DATA TO USE =>
PR #689, opened 2021-05-28
GT-1200 Resource language uniqueness

frett:
resource-language attributes should be unique in the context of a `{resource}-{language}-{key}` composite key.

Before this change we couldn't use the same resource-language key on multiple languages for a resource.

### DIFF
--- a/app/models/language_attribute.rb
+++ b/app/models/language_attribute.rb
@@ -3,5 +3,5 @@
 class LanguageAttribute < BaseAttribute
   belongs_to :language
 
-  validates :resource, presence: true, uniqueness: {scope: [:resource, :key]}
+  validates :resource, presence: true, uniqueness: {scope: [:resource, :language, :key]}
 end
--- a/app/models/language_attribute.rb
+++ b/app/models/language_attribute.rb
@@ -3,5 +3,5 @@
 class LanguageAttribute < BaseAttribute
   belongs_to :language
 
-  validates :resource, presence: true, uniqueness: {scope: [:resource, :language, :key]}
+  validates :resource, presence: true, uniqueness: {scope: [:language, :key]}
 end
--- a/spec/acceptance/resource_languages_controller_spec.rb
+++ b/spec/acceptance/resource_languages_controller_spec.rb
@@ -139,8 +139,6 @@ resource "ResourceLanguage" do
         }
       }
     end
-    let(:language2) { Language.second }
-    let!(:attribute) { FactoryBot.create(:language_attribute, language: language2, resource: resource, key: "enable_tips", value: "false") }
 
     requires_authorization
 
--- a/spec/acceptance/resource_languages_controller_spec.rb
+++ b/spec/acceptance/resource_languages_controller_spec.rb
@@ -139,6 +139,8 @@ resource "ResourceLanguage" do
         }
       }
     end
+    let(:language2) { Language.second }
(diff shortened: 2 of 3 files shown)


frett:
I very easily could have missed something or not followed best practices for rails tests, so any feedback is welcome

app/models/language_attribute.rb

TASK GOAL => Your response must repeat the entries above exactly, in full.

SOLUTION FOR THIS TASK =>
PR #689, opened 2021-05-28
GT-1200 Resource language uniqueness

frett:
resource-language attributes should be unique in the context of a `{resource}-{language}-{key}` composite key.

Before this change we couldn't use the same resource-language key on multiple languages for a resource.

### DIFF
--- a/app/models/language_attribute.rb
+++ b/app/models/language_attribute.rb
@@ -3,5 +3,5 @@
 class LanguageAttribute < BaseAttribute
   belongs_to :language
 
-  validates :resource, presence: true, uniqueness: {scope: [:resource, :key]}
+  validates :resource, presence: true, uniqueness: {scope: [:resource, :language, :key]}
 end
--- a/app/models/language_attribute.rb
+++ b/app/models/language_attribute.rb
@@ -3,5 +3,5 @@
 class LanguageAttribute < BaseAttribute
   belongs_to :language
 
-  validates :resource, presence: true, uniqueness: {scope: [:resource, :language, :key]}
+  validates :resource, presence: true, uniqueness: {scope: [:language, :key]}
 end
--- a/spec/acceptance/resource_languages_controller_spec.rb
+++ b/spec/acceptance/resource_languages_controller_spec.rb
@@ -139,8 +139,6 @@ resource "ResourceLanguage" do
         }
       }
     end
-    let(:language2) { Language.second }
-    let!(:attribute) { FactoryBot.create(:language_attribute, language: language2, resource: resource, key: "enable_tips", value: "false") }
 
     requires_authorization
 
--- a/spec/acceptance/resource_languages_controller_spec.rb
+++ b/spec/acceptance/resource_languages_controller_spec.rb
@@ -139,6 +139,8 @@ resource "ResourceLanguage" do
         }
       }
     end
+    let(:language2) { Language.second }
(diff shortened: 2 of 3 files shown)


frett:
I very easily could have missed something or not followed best practices for rails tests, so any feedback is welcome

app/models/language_attribute.rb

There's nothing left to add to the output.